The Biggest Fianncial Mistake People Make
I just read an article about a reporter who had his finances critiqued by a group of multi-millionaires. The results were surprising.
Tiger 21 is an investment club, where members get together once a month to discuss money. They share investment ideas and personal finance tips. Membership at the club costs $30,000 a year, so it’s definitely not cheap. But guess what, rich people love talking about money. Maybe, that’s why they’re rich to begin with?
The reporter submitted his personal finances and agreed to have the members give him advice. He thought they’d tell him to stop spending so much on eating out. Otherwise, he thought he was in good shape.
But they didn’t care about how much he spent on eating out.
Instead they gave him some really good advice.
One, start saving more.
Saving just 10% of your income isn’t enough. He could easily bump it up to 15%.
Two, stay liquid.
The reporter had a vacation condo in Florida. It was a money sink. Everyone thought is was a bad idea and told him to dump it. Sell, even if you take a loss, was their advice. Rich people are always concerned about maintaining their liquidity.

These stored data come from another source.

PR #501, opened 2020-03-06
[Combobox] Add popover visibility hook for styling

indiesquidge:
Influenced by the [Reach UI Philosophy][1] on exposing state for JS styling, and by the [recent addition of useTabsContext][2].

```jsx
const StyledComboboxInput = (props) => {
  const { isExpanded } = useComboboxContext();

  return (
    <ComboboxInput
      {...props}
      style={{ backgroundColor: isExpanded ? "blue" : "red" }}
    />
  );
};
```

The real-world desire for this feature comes from a design I received that changes the inputs bottom border radii when the popover is open. You can see I tried to implement it based on input focus and value change, but this doesn't handle every case and adds unnecessary state and complexity.

Before hook

After hook

---

[1]: https://gist.github.com/ryanflorence/e5c794e6093d16a69fa88d2112a292f7#exposing-state-for-js-styling
[2]: https://github.com/reach/reach-ui/blob/d4bcfc73f27e6e618ec2eb2b0154a58bc17496f0/packages/tabs/src/index.tsx#L685-L695

This pull request:

- [ ] Creates a new package
- [ ] Other

If creating a new package:

  - [ ] `examples` directory

### DIFF
--- a/packages/combobox/src/index.tsx
+++ b/packages/combobox/src/index.tsx
@@ -746,7 +746,6 @@ export const ComboboxOption = forwardRefWithAs<ComboboxOptionProps, "li">(
           // onBlur will work as intended
           tabIndex={-1}
           onClick={wrapEvent(onClick, handleClick)}
-          // @ts-ignore
           children={children || <ComboboxOptionText />}
         />
       </OptionContext.Provider>
@@ -1158,11 +1157,27 @@ export function escapeRegexp(str: string) {
 
 ////////////////////////////////////////////////////////////////////////////////
 
+export function useComboboxContext(): ComboboxContextValue {
+  let { isVisible: isExpanded } = useContext(ComboboxContext);
+  return useMemo(
+    () => ({
+      isExpanded,
+    }),
+    [isExpanded]
+  );
+}
+
+////////////////////////////////////////////////////////////////////////////////
+
 // Well alright, you made it all the way here to like 1100 lines of code (geez,
 // what the heck?). Have a great day :D
 
 ////////////////////////////////////////////////////////////////////////////////
 // Types
+
+export type ComboboxContextValue = {
+  isExpanded: boolean;
+};
 
 type DescendantProps = {
   value: ComboboxValue;
--- a/packages/combobox/examples/using-popover-visibility-hook.example.tsx
+++ b/packages/combobox/examples/using-popover-visibility-hook.example.tsx
@@ -1,0 +1,62 @@
+import React from "react";
+import {
+  Combobox,
+  ComboboxInput,
+  ComboboxList,
+  ComboboxOption,
+  ComboboxPopover,
+  ComboboxInputProps,
+  useComboboxContext,
+} from "@reach/combobox";
+import "@reach/combobox/styles.css";
+
+let name = "Using Popover Visibility Hook (TS)";
+
+const StyledComboboxInput = (props: ComboboxInputProps) => {
+  const { isExpanded } = useComboboxContext();
+
+  return (
+    <ComboboxInput
+      {...props}
+      style={{
+        width: 400,
+        fontSize: "100%",
+        padding: "0.33rem",
+        backgroundColor: isExpanded ? "cornsilk" : "aliceblue",
+      }}
+    />
+  );
+};
+
+function Example() {
+  return (
+    <div>
+      <h2 id="choose-a-fruit">Choose a fruit</h2>
+      <p>Input styles change based on popover visibility!</p>
+      <Combobox>
+        <StyledComboboxInput aria-labelledby="choose-a-fruit" />
+        <ComboboxPopover style={popupStyle}>
+          <ComboboxList>
+            <ComboboxOption value="Apple" />
+            <ComboboxOption value="Banana" />
+            <ComboboxOption value="Orange" />
+            <ComboboxOption value="Pineapple" />
+            <ComboboxOption value="Kiwi" />
+            <button>Hi</button>
+          </ComboboxList>
+        </ComboboxPopover>
+      </Combobox>
+    </div>
+  );
+}
+
+Example.story = { name };
+export const Comp = Example;
+export default { title: "Combobox" };
+
+////////////////////////////////////////////////////////////////////////////////
+
+const popupStyle = {
+  boxShadow: "0px 2px 6px hsla(0, 0%, 0%, 0.15)",
+  border: "none",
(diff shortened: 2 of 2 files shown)


packages/combobox/src/index.tsx
```diff
@@ -250,6 +250,10 @@ const ComboboxContext = createNamedContext(
   {} as IComboboxContext
 );
 
+export function useIsComboboxPopoverVisible() {
+  return useContext(ComboboxContext).isVisible;
+}
+
```
indiesquidge: We could export `ComboboxContext` as a whole, but I'm opting for exporting individual "slices" of context for a few reasons:

- This is the desired way based on the [Reach UI Philosophies][1]
- [Other libraries][2] follow this same pattern
- It allows us to be more conservative with what parts of context we're okay exposing

[1]: https://gist.github.com/ryanflorence/e5c794e6093d16a69fa88d2112a292f7#exposing-state-for-js-styling
[2]: https://github.com/ReactTraining/react-router/blob/b77283cb75efc909c34e48c7cdcb7f50281f4055/packages/react-router/modules/hooks.js#L9

chancestrickland: Your instinct is correct, IMO. That said, this hook feels a little less than ergonomic. Curious if we can't establish a better pattern for the library as a whole where we expose bits of state folks should reasonably expect. This would be great for pretty much all components with an indexed collection of descendants.

indiesquidge: Hmm, I'm not sure I follow. Can you help me understand why exposing this slice of context is not ergonomic? Is there a different export you'd be more comfortable with? What do you think is the best actionable step forward?

indiesquidge:
@chancestrickland if we're uncomfortable with this PR, do you have advice on how else to handle styling based on listbox visibility?

chancestrickland:
@indiesquidge I merged a change recently where we expose its visibility as an argumet in the render prop. I definitely want have some hooks available as well. Bear with me, unfortunately I'm not able to work on this full time anymore so I may be a bit slower getting to PRs.

indiesquidge:
> Bear with me, unfortunately I'm not able to work on this full time anymore so I may be a bit slower getting to PRs.

@chancestrickland, no worries there, you've been incredibly generous with your time and effort maintaining this library and responding to community requests and issues. I was sad to hear about the effect the pandemic had on React Training.

If you would like any assistance maintaining this library, pushing releases, triaging issues, etc., I'd be more than happy to help. Reach UI means a lot to me; I'd like to give back in whatever way I can. 💙

---

I saw you added a change to Tabs to expose context for some of the internal state 

https://github.com/reach/reach-ui/blob/d4bcfc73f27e6e618ec2eb2b0154a58bc17496f0/packages/tabs/src/index.tsx#L685-L695

Would you prefer I implement the hook in this PR in a similar way?

```jsx
 export function useComboboxContext() { 
   let { isVisible } = useContext(ComboboxContext); 
   return useMemo( 
     () => ({ 
       isVisible,
     }), 
     [isVisible] 
   ); 
 } 
```

chancestrickland:
@indiesquidge Yes, the goal of that addition to tabs was to come up with a standard way to expose a limited portion of internal state via `use{COMPONENT}Context`. I want to start small – basic states that might be used for styling, generated IDs that might be useful for nested aria. We can introduce more if we need it, but it'll be harder to reduce the API surface later if we change our minds. If you want to update this PR with that in mind, I'll be happy to merge. 

As far as your offer to help more broadly, gladly accepted. Let me get through this week, but I'll shoot you a DM next week and we can figure out what that looks like.

indiesquidge:
Updated to match the context exposure pattern in Tabs. No rush on the review :)

chancestrickland:
@indiesquidge Thanks! Working on this tomorrow. 👍

chancestrickland:
@indiesquidge One more thought before I merge this, curious what you think.

Combobox has `isPopoverVisible`
MenuButton has `isOpen`
Listbox has `isExpanded`

I'm thinking we could adopt `isExpanded` for all of these for consistency across the lib. Thoughts on using that name instead for this context property?

indiesquidge:
@chancestrickland `isExpanded` sounds good to me. I see that neither MenuButton nor Listbox have context hooks (yet), so that would make this PR the first public result of that property name.

Aside: not related to this PR, but I'm a bit confused by how `isExpanded` is being used in Listbox as I don't understand the difference between `current.value` and `current.context.value`:

https://github.com/reach/reach-ui/blob/d4bcfc73f27e6e618ec2eb2b0154a58bc17496f0/packages/listbox/src/index.tsx#L296-L311

chancestrickland:
`current.value` is the current state value in the state machine (see the `ListboxStates` enum in `machine.ts`, `"IDLE" | "NAVIGATING" | "SEARCHING"`, etc.). These states aren't relevant to a consumer of the component, so we just reference that state value to determine whether or not the listbox is expanded.

`current.context` is the data object in the state machine (line 321, `machine.ts`), and `value` in that object is the value of the Listbox's selected option.

The only breaking change will be in `MenuButton`, we do use `isOpen` as the key for the children render prop there.

indiesquidge:
I see now, thanks for explaining.

https://github.com/reach/reach-ui/blob/c7f7e6256561f35e82a5695ba1f5ab52766d5de0/packages/listbox/src/machine.ts#L725-L739

> The only breaking change will be in MenuButton, we do use isOpen as the key for the children render prop there.

Ah I had forgotten MenuButton exposes `isOpen` in a render prop.

Is the render prop pattern something we'd like to support in addition to the hooks moving forward? Was [that implementation][1] a one-off? Something that was implemented before we had ideas around exposing slices of internal state through hooks?

I don't know (and haven't yet spent too much time reading about) specific benefits of preferring render props over hooks, but [I'm sure there are some cases][2] where it makes sense.

[1]: https://github.com/reach/reach-ui/commit/7407794c58fac136ba67c5f009782d30c2f9020d#diff-15ead492ca6c18618236cb9abce33372R110-R114
[2]: https://kentcdodds.com/blog/react-hooks-whats-going-to-happen-to-render-props

chancestrickland:
Hooks are nice, but the pattern I'd like to follow (for now) is to expose the same limited slice of context data with both. Gives users a choice, and folks may still decide to implement these in class components.

chancestrickland:
(but yes, the render prop in menu button established the pattern well before hooks were even a thing)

Money-sucking “investments” kill one’s liquidity.
Liquidity helps you take advantage of real opportunities to make money.
For example, when the stock market crashed in late-2008. I know rich people were jumping in to buy great stocks at ridiculously low prices. You can only do this if you are liquid.

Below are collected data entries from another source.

PR #504, opened 2020-03-09
[Combobox] Add aria-label to examples

indiesquidge:
> "If the combobox has a visible label and the combobox element is an HTML element that can be labelled using the HTML label element (e.g., the input element), it is labeled using the label element. Otherwise, if it has a visible label, the combobox element has aria-labelledby set to a value that refers to the labelling element. Otherwise, the combobox element has a label provided by aria-label." [source][1]

Given the number of ways to label the combobox, we cannot enforce or handle the aria programmatically. Outside of a runtime check, the best we can do is set good examples with proper labeling.

[1]: https://www.w3.org/TR/wai-aria-practices-1.2/#wai-aria-roles-states-and-properties-6

This pull request:

- [ ] Creates a new package
- [ ] Other

### DIFF
--- a/packages/combobox/src/index.tsx
+++ b/packages/combobox/src/index.tsx
@@ -265,7 +265,15 @@ const OptionContext = createNamedContext(
  */
 export const Combobox = forwardRefWithAs<ComboboxProps, "div">(
   function Combobox(
-    { onSelect, openOnFocus = false, children, as: Comp = "div", ...rest },
+    {
+      onSelect,
+      openOnFocus = false,
+      children,
+      as: Comp = "div",
+      "aria-label": ariaLabel,
+      "aria-labelledby": ariaLabelledby,
+      ...rest
+    },
     forwardedRef
   ) {
     let [options, setOptions] = useDescendants<HTMLElement, DescendantProps>();
@@ -319,6 +327,8 @@ export const Combobox = forwardRefWithAs<ComboboxProps, "div">(
       popoverRef,
       state,
       transition,
+      ariaLabel,
+      ariaLabelledby,
     };
 
     useEffect(() => checkStyles("combobox"), []);
@@ -360,6 +370,16 @@ export type ComboboxProps = {
    * @see Docs https://reacttraining.com/reach-ui/combobox#combobox-openonfocus
    */
   openOnFocus?: boolean;
+  /**
+   * Defines a string value that labels the current element.
+   * @see Docs https://reacttraining.com/reach-ui/combobox#accessibility
+   */
+  "aria-label"?: string;
+  /**
+   * Identifies the element (or elements) that labels the current element.
+   * @see Docs https://reacttraining.com/reach-ui/combobox#accessibility
+   */
+  "aria-labelledby"?: string;
 };
 
 if (__DEV__) {
@@ -412,6 +432,8 @@ export const ComboboxInput = forwardRefWithAs<ComboboxInputProps, "input">(
       autocompletePropRef,
       openOnFocus,
       isVisible,
+      ariaLabel,
+      ariaLabelledby,
     } = useContext(ComboboxContext);
 
     let ref = useForkedRef(inputRef, forwardedRef);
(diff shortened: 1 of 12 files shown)


chancestrickland:
Should the label not be on `ComboboxInput` rather than `Combobox` now that we've moved to support the ARIA 1.2 spec?

indiesquidge:
@chancestrickland good call, thanks for catching that. I updated the examples that had `aria-label` on the Combobox to instead have it on the ComboboxInput.

indiesquidge:
I was also curious if this type of accessibility requirement is something we should be explicitly documenting on the website since we can't handle it programmatically.

chancestrickland:
> I was also curious if this type of accessibility requirement is something we should be explicitly documenting on the website since we can't handle it programmatically.

Yes, definitely. Feel free to add some context to the documentation in this or another PR. That said, I'm kind of second-guessing my original comment. While the label should technically apply to the input, I'm thinking it might be best to use forward `aria-label` and `aria-labelledby` props from the parent. Makes it easier to keep a consistent pattern across the library where possible. If you don't get to it first I'll have this patched up and merged before the next release.

indiesquidge:
> While the label should technically apply to the input, I'm thinking it might be best to use forward `aria-label` and `aria-labelledby` props from the parent.

@chancestrickland oh I didn't realize this was a pattern we were aiming for across the library. You're saying we should have something like this?

```jsx
<Combobox aria-label="select a fruit">
  <ComboboxInput />
  <ComboboxPopover>
    <ComboboxList>
      <ComboboxOption value="Apple" />
      <ComboboxOption value="Kiwi" />
    </ComboboxList>
  </ComboboxPopover>
</Combobox>
```

Where `aria-label` (or `aria-labelledby`) is then actually applied to ComboboxInput under the hood by Reach via context?

The interesting case to consider is if they user wanted to use an actual label element.

> If the combobox has a visible label and the combobox element is an HTML element that can be labelled using the HTML `label` element (e.g., the `input` element), it is labeled using the `label` element. [source](https://www.w3.org/TR/wai-aria-practices-1.2/#wai-aria-roles-states-and-properties-6)

Would they apply the `id` to the ComboboxInput itself still in that scenario? Is it only aria-* attributes we're looking to surface to the top-most composite component?

chancestrickland:
> Would they apply the `id` to the ComboboxInput itself still in that scenario? Is it only aria-* attributes we're looking to surface to the top-most composite component?

I think it only really makes sense for aria attributes, since there's really not a good reason for folks to use an aria label on any other children of combobox. Labeling is often the one thing we can't do for folks by default, but we still need to push for it in docs and make it as easy as possible IMO. Another benefit is that, if the aria spec changes in the future (as it did from 1.1 to 1.2) we don't have to change our API. Labels for the compound component go on the parent unless there's a good reason not to. I'm open to counter arguments here, BTW, this is just me thinking out loud!

indiesquidge:
> Labels for the compound component go on the parent unless there's a good reason not to.

@chancestrickland your arguments for this pattern make sense to me, I'm convinced.

I've [added a commit][1] that allows for `aria-label` and `aria-labelledby` to be passed in to `<Combobox>` and applied to `<ComboboxInput>` via context.

[1]: https://github.com/reach/reach-ui/pull/504/commits/f313f2dac1f481e63d340f728050f838d1c5e16b

packages/combobox/src/index.tsx
```diff
@@ -508,6 +530,8 @@ export const ComboboxInput = forwardRefWithAs<ComboboxInputProps, "input">(
         aria-controls={listboxId}
         aria-expanded={isVisible}
         aria-haspopup="listbox"
+        aria-label={ariaLabel}
+        aria-labelledby={ariaLabelledby}
         role="combobox"
         {...props}
```
indiesquidge: Worth pointing out that the `aria-label` and `aria-labelledby` props can still be applied directly to `<ComboboxInput>` through `props`, so this doesn't break existing uses of Combobox.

Additionally, liquidity provides a safety net in bad times.
Speaking of bad times, the best advice they gave was about his lack of insurance.
Most people are incredibly under-insured. The reporter was no different.
I remember when my dad died. I can’t believe how little insurance my dad carried. It was absurd.
He had a 30 year Term-life policy which he had paid for 26 years. Unfortunately, he had never increased the policy to keep up with his increasing salary, or inflation. The death-benefit amount my mom received was about 6 months of my dad’s gross income at the time. It was a joke.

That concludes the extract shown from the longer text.